WHAT YOU NEED TO DO
If a line in the entries contains the word "assembly", list it.
:: EXERCISE MATERIAL ::
PR #256, opened 2026-03-27
Memory optimization

HimanshuChoudhary-Xilinx:
### Memory Optimizations

**Opt-1 — Zero-copy line iteration in parse_lines()**
asm_parser.cpp

std::istringstream isstr(str) was used to iterate lines. istringstream copies the entire input string into its internal buffer on construction. Replaced with a custom read_next_line lambda that scans the original str buffer directly using find('\n') and assign() — no copy of the file content is ever made.

**Opt-2 — Lazy argument splitting in operation**
asm_parser.h

operation stored std::vector<std::string> m_args, which was eagerly populated by splitting the argument string on every construction. Replaced with std::string m_args_str that stores the raw lowercased argument string as-is. get_args() parses and returns a vector<string> only when a caller actually needs individual tokens. Callers that call it more than once capture the result in a local variable.

**Opt-3 — Inline operation into asm_data**
Files: asm_parser.h, asm_parser.cpp, pager.cpp, aie2_asm_preprocessor_input.cpp

asm_data::m_op was std::shared_ptr<operation>, requiring a separate heap allocation for the control block and the object on every instruction. Changed to a plain inline operation value member — allocated as part of the asm_data struct itself, no separate heap block, no reference counting overhead. All call sites updated from pointer semantics to use get_operation() returning a raw pointer. Null checks removed since the inline member is always valid.

**Opt-4 — Remove m_line from asm_data**
Files: asm_parser.h, asm_parser.cpp

asm_data stored std::string m_line containing the raw assembly text of each instruction. This was used only for debug output. Removed the member entirely. Added get_line() which reconstructs the text on demand by concatenating m_op.get_name() and m_op.get_args_str() — no persistent storage required.

**Opt-5 — Replace m_file string with an intern table index**
asm_parser.h

asm_data stored std::string m_file. Since many instructions share the same filename, Replaced with uint32_t m_file_idx — a 4-byte index into a thread_local std::vector<std::string> intern table (detail::g_filename_table). The table stores each unique filename exactly once. get_file() looks up the string on demand; get_file_idx() returns the raw index for use as a map key prefix. 

**Opt-6 — Use file index in all map key construction**
Files: assembler_state.h, assembler_state.cpp, pager.cpp, report.h, aie2ps_encoder.cpp

It built label/job map keys by concatenating the filename string: get_file() + ":" + labelname. Replaced with std::to_string(get_file_idx()) + ":" + labelname. Keys are now shorter integers ("0:label" instead of "default:label"), and the filename string is never looked up during parsing or encoding. In report.h, Function was changed to store uint32_t m_file_idx instead of std::string m_filename; get_filename() resolves it from the intern table only when writing JSON.

**Opt-7 — Stream debug JSON; never build in-memory tree**
Files: report.h, aie2ps_encoder.cpp

Debug::to_json() constructed a full nlohmann::json object tree covering every instruction in the binary. This built a massive in-memory tree. Additionally, the resulting JSON string was accumulated into section_writer::m_data through repeated std::vector reallocations (geometric doubling). Replaced with write_json(std::ostream&) methods on both Line and Debug that emit JSON tokens directly to the stream. For debug_map.json, output goes straight to std::ofstream. For the .dump ELF section, a thin vec_streambuf shim streams directly into the target std::vector<uint8_t>.

**Opt-8 — Guard debug object creation with dump flag**
aie2ps_encoder.cpp

m_debug.add_function() and m_debug.add_textline() were called unconditionally for every text instruction regardless of the dump mode flag. In disable mode, the resulting Line objects and their opcode string copies were created inside m_debug and immediately wasted. Wrapped both calls in if (m_dump_flag != asm_dump_flag::disable) so in disable mode no Line objects are created and no strings are copied into the debug structure.


src/cpp/common/assembler_state.cpp
```diff
@@ -120,7 +120,7 @@ process(bool makeunique)
       // only used in pager
       // since label are after control code ops we need to record intermediately and resolve it later
       if (!name.compare("apply_offset_57") && makeunique)
-        apply_label_map[data->get_file() + ":" + data->get_operation()->get_args()[0].substr(1)]
+        apply_label_map[std::to_string(data->get_file_idx()) + ":" + data->get_operation()->get_args()[0].substr(1)]
```
sonals: Should the label generation move to its own inline function? Here the label generation algorithm is inline with where it is used.

src/cpp/preprocessor/asm/pager.cpp
```diff
@@ -122,7 +122,7 @@ extractlabels(assembler_state& state, std::shared_ptr<asm_data> token)
       auto lb = arg.substr(1);
       if (state.containscratchpads(lb))
         continue;
-      lb = token->get_file() + ":" + lb;
+      lb = std::to_string(token->get_file_idx()) + ":" + lb;
```
sonals: Please move this logic as a member function of **class asm_data**. This will remove code duplication every where in the code base.

```
std::string asm_data::get_label(const std::string &lbl) {
    return std::to_string(this->get_file_idx()) + ":" + lbl;
}
```

src/cpp/preprocessor/asm/asm_parser.h
```diff
@@ -213,21 +259,33 @@ class asm_data
...
   }
 
   HEADER_ACCESS_GET_SET(code_section, section);
   HEADER_ACCESS_GET_SET(offset_type, size);
   HEADER_ACCESS_GET_SET(pageid_type, pagenum);
   HEADER_ACCESS_GET_SET(uint32_t, linenumber);
-  HEADER_ACCESS_GET_SET(std::string, file);
-  HEADER_ACCESS_GET_SET(std::string, line);
+  const std::string& get_file() const { return detail::lookup_filename(m_file_idx); }
+  void set_file(const std::string& val) { m_file_idx = detail::intern_filename(val); }
```
sonals: Why is set_file() needed?

src/cpp/preprocessor/asm/asm_parser.h
```diff
@@ -213,21 +259,33 @@ class asm_data
...
+  uint32_t get_file_idx() const { return m_file_idx; }
+
+  // Reconstructs the assembly line text from the stored operation on demand.
+  // Returns lowercased text (e.g. "vldr\tr0, [sp, #4]"); no heap copy is stored.
+  std::string get_line() const {
+    const auto& n = m_op.get_name();
+    const auto& a = m_op.get_args_str();
+    if (a.empty()) return n;
+    return n + '\t' + a;
```
sonals: No tabs please, use space.

src/cpp/preprocessor/asm/asm_parser.h
```diff
@@ -213,21 +259,33 @@ class asm_data
...
+  }
+
   bool isLabel() { return m_optype == operation_type::label; }
   bool isOpcode() { return m_optype == operation_type::op; }
   bool isAnnotation() { return m_optype == operation_type::annotation; }
-  std::shared_ptr<operation> get_operation() { return m_op; }
-  void set_operation(std::shared_ptr<operation> op) { m_op = op; }
+  // Returns a raw pointer to the inline operation — always non-null.
+  operation* get_operation() { return &m_op; }
+  const operation* get_operation() const { return &m_op; }
```
sonals: Why pointer? Can the callers get a const reference instead?

src/cpp/preprocessor/asm/asm_parser.h
```diff
@@ -213,21 +259,33 @@ class asm_data
...
+  void set_operation(operation op) { m_op = std::move(op); }
```
sonals: Rename `set_operation()` to `update_operation()`.

sonals (changes requested):
This is a very good change in the design. Please make the suggested changes to polish this further.

sonals:
1. Please add a AIE4/AIE2ps testcase with about 100 MB of ASM operations. We should use it to qualify the builds. The largest one we have is about 1.9 MB which is not sufficient.

2. For command line use of aiebu I would recommend calling the metrics_report() API to show the resource usage.

HimanshuChoudhary-Xilinx:
> 1. Please add a AIE4/AIE2ps testcase with about 100 MB of ASM operations. We should use it to qualify the builds. The largest one we have is about 1.9 MB which is not sufficient.
> 2. For command line use of aiebu I would recommend calling the metrics_report() API to show the resource usage.



> 1. Please add a AIE4/AIE2ps testcase with about 100 MB of ASM operations. We should use it to qualify the builds. The largest one we have is about 1.9 MB which is not sufficient.
> 2. For command line use of aiebu I would recommend calling the metrics_report() API to show the resource usage.

i will add testcase in new pr

sonals (approved):

PR #98, opened 2024-08-01
update japanese locale

mitsuami-megane:


client/locale/ja/wivrn.po
```diff
@@ -211,6 +215,8 @@ msgid "Displayed"
 msgstr "表示"
 
 #: client/scenes/stream_stats.cpp:293
-#, c++-format
 msgid "Estimated motion to photons latency: {}ms"
 msgstr "「Motion-to-photon」推定遅延 {}ミリ秒"
+
+#~ msgid "Waiting for video stream"
+#~ msgstr "動画ストリームを待ち"
```
xytovl, line 222: This text was removed (there is no corresponding c++ line), you can drop it from .po

PR #103, opened 2024-08-10
expose battery on hmd xdev

galister:


server/driver/wivrn_session.cpp
```diff
@@ -304,6 +304,11 @@ void wivrn_session::operator()(from_headset::feedback && feedback)
 		dump_time("display", feedback.frame_index, o.from_headset(feedback.displayed), feedback.stream_index);
 }
 
+void wivrn_session::operator()(from_headset::battery && battery)
+{
+	hmd->update_battery(battery);
```
xytovl, line 309: We need some locking, this is called from network thread but reads are from monado thread

galister: just `std::lock_guard lock(mutex);` is good enough?

client/scenes/stream_tracking.cpp
```diff
@@ -220,6 +239,32 @@ void scenes::stream::tracking()
...
+							}
+
+							auto plugged_jint = intent.call<jni::Int>("getIntExtra", plugged_jstr, default_jint);
+							battery.charging = plugged_jint && plugged_jint.value > 0;
+						}
+
+						network_session->send_stream(battery);
+
+						next_battery_check = now + battery_check_interval;
+					}
```
xytovl, line 265: Is it possible to time/profile this block? It is unlikely to be an issue but the home-grown jni wrapper is likely slow.

We may also want to move that after the `busy_time` calculation or we may reduce polling rate if it takes more than 0.2ms.

server/driver/wivrn_session.cpp
xytovl: The comment should be in `update_battery`, use the mutex in `wivrn_hmd` and it's fine (for read too of course).

client/scenes/stream_tracking.cpp
galister: I'm getting an average of 0.8ms for the whole block. moved it after the busy time. let me see what else i can try.

xytovl: My guess is that `GetMethodID` inside `call` may be slow, a profiler would give more accurate data.

0.8ms every 5s is not bad but not entirely free. We should check if something can be done before merging.

common/wivrn_packets.h
```diff
@@ -218,7 +218,14 @@ struct feedback
 	uint8_t times_displayed;
 };
 
-using packets = std::variant<headset_info_packet, feedback, audio_data, handshake, tracking, hand_tracking, inputs, timesync_response>;
+struct battery
+{
+	float charge;
+	bool present;
+	bool charging;
+};
```
xytovl, line 226: Is there an API in Android to query controller battery as well? If we want to support it in the future, we will need a device id associated with the data and maybe bundle multiple statuses in one packet.

galister: the only way to do it is via the old oculusvr api afaik.

client/scenes/stream_tracking.cpp
galister: down to 0.5ms after caching the method id. i'm guessing it's the intent itself that takes long. should we look at moving this to a separate thread, or is it fine like this?

client/scenes/stream_tracking.cpp
```diff
@@ -138,6 +142,25 @@ void scenes::stream::tracking()
...
+	jni::string scale_jstr("scale");
+	jni::string plugged_jstr("plugged");
+	jni::Int default_jint(-1);
+
+	auto receiver_jobj = jni::object<"android/content/BroadcastReceiver">(NULL);
+	auto filter_jobj = jni::new_object<"android/content/IntentFilter">(filter_jstr);
+
+	auto register_receiver = jni::klass("android/content/Context")
+	                                 .method<jni::object<"android/content/Intent">>("registerReceiver", receiver_jobj, filter_jobj);
+	auto get_int_extra = jni::klass("android/content/Intent").method<jni::Int>("getIntExtra", level_jstr, default_jint);
```
galister, line 160: while this works, i think it would be more proper to pass the actual typenames, except i'm not sure how to do that.

client/scenes/stream_tracking.cpp
xytovl: I think it's ok like this. I'll try to profile it more accurately when I have time

xytovl:
If you did end-to-end testing and it's fine I can merge. I may try and optimize the remaining microseconds later.

galister:
yes, it's tested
:::
ANSWER TO THE EXERCISE
asm_data stored std::string m_line containing the raw assembly text of each instruction. This was used only for debug output. Removed the member entirely. Added get_line() which reconstructs the text on demand by concatenating m_op.get_name() and m_op.get_args_str() — no persistent storage required.
+  // Reconstructs the assembly line text from the stored operation on demand.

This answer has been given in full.